Assignment 7: Tree methods¶
In this assignment we’ll study tree methods and their capabilities as interpolators and extrapolators, and the importance of understanding your data. We will use a dataset of energy consumption of home appliances for houses in Chievres, Belgium.

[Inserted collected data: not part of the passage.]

PR #481, opened 2022-08-02
Don't enable dynamic batching if no max_batch_size in config

tgerdesnv:
If max_batch_size is not specified or is set to 0 in the default config, do not sweep over max_batch_size, and do not enable dynamic batching.

### DIFF
--- a/model_analyzer/config/generate/automatic_model_config_generator.py
+++ b/model_analyzer/config/generate/automatic_model_config_generator.py
@@ -53,7 +53,7 @@ class AutomaticModelConfigGenerator(BaseModelConfigGenerator):
         self._curr_instance_count = self._min_instance_count
         self._curr_max_batch_size = 0
 
-        self._sweep_max_batch_size_disabled = self._determine_sweep_max_batch_size_disabled(
+        self._max_batch_size_disabled = self._determine_max_batch_size_disabled(
         )
 
         self._reset_max_batch_size()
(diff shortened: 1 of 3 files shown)


model_analyzer/config/generate/automatic_model_config_generator.py
```diff
@@ -116,19 +116,19 @@ def _get_curr_param_combo(self):
...
             'instance_group': [{
                 'count': self._curr_instance_count,
                 'kind': self._instance_kind
             }]
         }
 
-        if not self._sweep_max_batch_size_disabled:
+        if not self._max_batch_size_disabled:
             config['max_batch_size'] = self._curr_max_batch_size
+            config['dynamic_batching'] = {}
```
nv-braf, line 127: What if the user doesn't want to enabled dynamic batching?
For example in the L0_config test - the first run has a batch size of 128, but no dynamic batching. And, then the second run enabled dynamic batching. Now aren't you going to produce the same config?

nv-braf (changes requested):

model_analyzer/config/generate/automatic_model_config_generator.py
tgerdesnv: The user has full control if they manually specify what they want to search over. If they don't provide us with anything, then the automatic search does what it can to find the best config -- which always involves turning on dynamic batching.

Yes, this could result in the default config being part of the search space. This already can happen and is fine.

nv-braf (approved):

PR #483, opened 2022-08-03
Fix bugs in config variant mappings when continuing profile from a checkpoint

nv-braf:
When restoring and continuing to profile from a checkpoint the conifg_# are incorrect in many cases, due to the fact that the mappings from model -> config_# are not restored (from the checkpoint) when the re-profile occurs. If the user just increased a max_value, this wouldn't be an issue, but if a min_value was decreased then the numbering wouldn't be consistent and it two model configs with the same number would be different. 

To fix this is required a complete re-write of the ModelVaraintNameManager class. Here are the changes:

- Capture the entire model config dict and compare against it
- Store (and restore) from the class in the checkpoint

This also required a regeneration of all the unit and L0 checkpoints, and it exposed this exact bug in the L0_config test.


model_analyzer/config/generate/model_variant_name_manager.py
```diff
@@ -21,95 +22,79 @@ class ModelVariantNameManager:
...
+                                   model_config_dict: Dict) -> Dict:
+        mcd = deepcopy(model_config_dict)
+        mcd['name'] = model_name
 
-        return self._model_name_index[base_model_name]
+        return mcd
 
-    def _get_hashable_key(self, obj):
-        obj_copy = deepcopy(obj)
+    def _find_existing_variant(self, model_name: str,
```
nv-hwoo, line 76: Input parameter `model_name` is not used.

model_analyzer/config/generate/model_variant_name_manager.py
```diff
@@ -21,95 +22,79 @@ class ModelVariantNameManager:
...
+            self._model_config_dicts[model_config_name] = model_config_dict
         else:
-            raise TypeError(type(obj))
+            new_index = self._model_name_index[model_name] + 1
+            self._model_name_index[model_name] = new_index
+            model_config_name = model_name + '_config_' + str(new_index)
+            self._model_config_dicts[model_config_name] = model_config_dict
 
-        return key
+        return model_config_name
```
nv-hwoo, line 100: Missing newline?

model_analyzer/config/generate/model_variant_name_manager.py
```diff
@@ -21,95 +22,79 @@ class ModelVariantNameManager:
 
     def __init__(self):
 
-        # Stored as _variant_names[base_model_name][param_combo] = variant_name_string
-        self._variant_names = {}
+        # Dict of {model_config_name: model_config_dict}
+        self._model_config_dicts = {}
```
nv-hwoo, line 26: We could also add type hints like `self._model_config_dicts: Dict[str, dict] = {}`.

model_analyzer/config/generate/model_variant_name_manager.py
```diff
@@ -21,95 +22,79 @@ class ModelVariantNameManager:
...
 
-        # Stored as _model_name_index[base_model_name] = current_count_integer
+        # Dict of {base_model_name: current_count_integer}
         self._model_name_index = {}
 
-    def get_model_variant_name(self, base_model_name, param_combo):
+    @classmethod
+    def _from_dict(
```
nv-hwoo, line 32: If it is a classmethod, should we remove the underscore?

model_analyzer/config/generate/base_model_config_generator.py
```diff
@@ -169,29 +169,38 @@ def make_model_config(param_combo, config, client, gpus, model,
...
+
+        model_config_dict['name'] = variant_name
+        logger.info("")
+        if variant_found:
+            logger.info(
+                f"Found existing model config: {model_config_dict['name']}")
+        else:
+            logger.info(f"Creating model config: {model_config_dict['name']}")
+        for str in logger_str:
+            logger.info(str)
```
nv-hwoo, line 203: Is there a reason why we are logging in this manner?

tests/test_plot_manager.py
```diff
@@ -15,7 +15,7 @@
 import unittest
 
 from .common import test_result_collector as trc
-from .common.test_utils import evaluate_mock_config, ROOT_DIR
+from .common.test_utils import evaluate_mock_config, convert_to_bytes, default_encode, ROOT_DIR
```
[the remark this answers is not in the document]
nv-braf: Yes, but only in the commented out code that is used to regenerate the plots (see line 49).

model_analyzer/config/generate/model_variant_name_manager.py
```diff
@@ -21,95 +22,79 @@ class ModelVariantNameManager:
...
+            cls,
+            model_variant_name_manager_dict: Dict) -> "ModelVariantNameManager":
```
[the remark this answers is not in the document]
nv-braf: Agreed, but that's what our formatter chooses to do

model_analyzer/config/generate/model_variant_name_manager.py
nv-braf: Removed

model_analyzer/config/generate/model_variant_name_manager.py
nv-braf: Added

model_analyzer/config/generate/model_variant_name_manager.py
nv-braf: Good catch.

model_analyzer/config/generate/model_variant_name_manager.py
nv-braf: Yes. I've removed it.

model_analyzer/config/generate/base_model_config_generator.py
nv-braf: Yes, we now create the param combo before the variant name, but the logger print order is goes variant name then param combo.

nv-hwoo (approved):

model_analyzer/config/generate/model_variant_name_manager.py
```diff
@@ -21,95 +22,78 @@ class ModelVariantNameManager:
...
+            '_model_name_index']
+
+        return model_variant_name_manager
+
+    def get_model_variant_name(self, model_name: str, model_config_dict: Dict,
+                               param_combo: Dict) -> Tuple[bool, str]:
         """
         Given a base model name and a dict of parameters to be applied
-        to the base model config, return the name of the model variant
+        to the base model config, return the name of the model variant
```
tgerdesnv, line 48: the order of the english should match the order of the return values. Bool first.

model_analyzer/config/generate/model_variant_name_manager.py
```diff
@@ -21,95 +22,78 @@ class ModelVariantNameManager:
...
-        elif isinstance(obj, collections.abc.Mapping):
-            key = frozenset(
-                (k, self._get_hashable_key_helper(v)) for k, v in obj.items())
-        elif isinstance(obj, collections.abc.Iterable):
-            key = tuple(self._get_hashable_key_helper(item) for item in obj)
+    def _create_new_model_variant(self, model_name: str,
+                                  model_config_dict: Dict) -> str:
+        if model_name not in self._model_name_index:
+            self._model_name_index[model_name] = 0
+            model_config_name = model_name + '_config_0'
```
tgerdesnv, line 91: combine some of the if/else.  Only the determining of new_index and incrementing of model_name_index{} needs to be in the if/else

model_analyzer/model_manager.py
```diff
@@ -55,6 +56,13 @@ def __init__(self, config, gpus, client, server, metrics_manager,
         self._result_manager = result_manager
         self._state_manager = state_manager
 
+        if state_manager.starting_fresh_run():
+            self._init_state()
+
+        self._model_variant_name_manager = ModelVariantNameManager.from_dict(
```
tgerdesnv, line 62: Is there something else that should handle this?  It seems wrong for model manager to need to get MVNM and state_manager to interact in such a precise way.

model_analyzer/model_manager.py
```diff
@@ -55,6 +56,13 @@ def __init__(self, config, gpus, client, server, metrics_manager,
         self._result_manager = result_manager
         self._state_manager = state_manager
 
+        if state_manager.starting_fresh_run():
```
tgerdesnv, line 59: Is there a required ordering between this and the setting of mvnm a few lines lower?

qa/L0_config/config_generator.py
```diff
@@ -52,8 +52,8 @@ def _get_sweep_configs(profile_models):
             } for model in profile_models
         },
     }
-    # total_param=5 because the default config will also be generated
-    model_config['total_param'] = 5
+    # total_param=7 due to dynamic batching
```
tgerdesnv, line 55: explain better.  5 from the previous run, and 4 configs here, but 2 are the same as the previous run

tests/test_model_variant_name_manager.py
```diff
@@ -17,188 +17,109 @@
...
 
     def test_default(self):
         """
-        If no param is passed in, it is considered the default config
+        Check that default config is returned
         """
-        mvnm = ModelVariantNameManager()
-        name = mvnm.get_model_variant_name("modelA", {})
-        self.assertEqual(name, "modelA_config_default")
+        name = self._mvnm.get_model_variant_name("modelA", {'A': 1},
```
tgerdesnv, line 37: call this "result" instead of "name", since it is a tuple

model_analyzer/config/generate/model_variant_name_manager.py
```diff
@@ -21,95 +22,78 @@ class ModelVariantNameManager:
...
+        if variant_found:
+            return (True, model_variant_name)
 
-    def _get_model_variant_name(self, base_model_name, param_combo):
-        """
-        Returns the model variant name that already exists for this combination
-        """
-        hashable_key = self._get_hashable_key(param_combo)
-        return self._variant_names[base_model_name][hashable_key]
+        if self._is_default_config(param_combo):
```
tgerdesnv, line 61: it is weird that we are still passing in the param combo for only this reason. Seems like we should be able to completely operate in the model_config_dict space instead of param_combo, but I don't think this class has enough information. Not sure of anything better. Just take a min to look to see if any better solution

tests/test_model_variant_name_manager.py
```diff
@@ -17,188 +17,109 @@
 import unittest
 from unittest.mock import patch
 
+from tests.common.test_utils import default_encode
+from model_analyzer.constants import DEFAULT_CONFIG_PARAMS
+
 
 class TestModelVariantNameManager(trc.TestResultCollector):
```
tgerdesnv, line 24: Add a test that has more complicated dict matching than a single string-int dict.  I'd like to see multiple dicts inside of a list, and then have the list reordered on a 2nd try (but still be the same)

tests/test_plot_manager.py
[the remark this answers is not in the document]
tgerdesnv: fyi you can have imports in the middle of the code. You could move them into the commented out block.

model_analyzer/config/generate/model_variant_name_manager.py
nv-braf: Done

model_analyzer/config/generate/model_variant_name_manager.py
nv-braf: Done

model_analyzer/model_manager.py
nv-braf: We've talked about this coupling in the past and I agree it's awkward, but I don't of any other way to do this with how things currently exist. it's beyond the scope of this story to make a change, and I'm not sure it's worth the $/! with so few classes needing checkpoints.

model_analyzer/model_manager.py
nv-braf: Yes

tests/test_model_variant_name_manager.py
nv-braf: Calling this a# to be consistent with the other tests

model_analyzer/config/generate/model_variant_name_manager.py
nv-braf: Without param combo I couldn't figure out how to tell what the default config was from the model_config_dict. And, I even if you could I think it would be even more awkward to figure out.

tests/test_model_variant_name_manager.py
nv-braf: I can create a test with nested dicts. But, lists aren't going to work if they're reordered, as they wouldn't be the same.  The actual model_config does have lists, but the order they are in is always consistent.

qa/L0_config/config_generator.py
nv-braf: Done - also updated based on the merge with main

tests/test_model_variant_name_manager.py
nv-braf: Done

tgerdesnv (approved):

PR #486, opened 2022-08-04
Fail if an option is specified in both the CLI and the yaml file

tgerdesnv:
If a user specifies an option in both the yaml config as well as the CLI, fail with an error message.

This has been common in the past with `profile_models`, where the CLI option overwrites the entire set of options specified in the YAML.  Now we will immediately fail and tell the user instead of prioritizing what is on the CLI.


tgerdesnv:
This is apparently "working as intended"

The data has the following variables:

date time year-month-day hour:minute:second
Appliances, energy use in Wh (Target variable)energy_extrapolation
lights, energy use of light fixtures in the house in Wh
T1, Temperature in kitchen area, in Celsius
RH_1, Humidity in kitchen area, in %
T2, Temperature in living room area, in Celsius
RH_2, Humidity in living room area, in %
T3, Temperature in laundry room area
RH_3, Humidity in laundry room area, in %
T4, Temperature in office room, in Celsius
RH_4, Humidity in office room, in %
T5, Temperature in bathroom, in Celsius
RH_5, Humidity in bathroom, in %
T6, Temperature outside the building (north side), in Celsius
RH_6, Humidity outside the building (north side), in %
T7, Temperature in ironing room , in Celsius
RH_7, Humidity in ironing room, in %
T8, Temperature in teenager room 2, in Celsius
RH_8, Humidity in teenager room 2, in %
T9, Temperature in parents room, in Celsius
RH_9, Humidity in parents room, in %
To, Temperature outside (from Chievres weather station), in Celsius
Pressure (from Chievres weather station), in mm Hg
RH_out, Humidity outside (from Chievres weather station), in %
Wind speed (from Chievres weather station), in m/s
Visibility (from Chievres weather station), in km
Tdewpoint (from Chievres weather station), in C degrees

You are given two datasets: energy_appliances_standard.csv and energy_appliances_extrapolation.csv. The first dataset has typical consumption patterns, while the second one has the top 10% highest consumptions and will be used to test the extrapolating capacities of our models.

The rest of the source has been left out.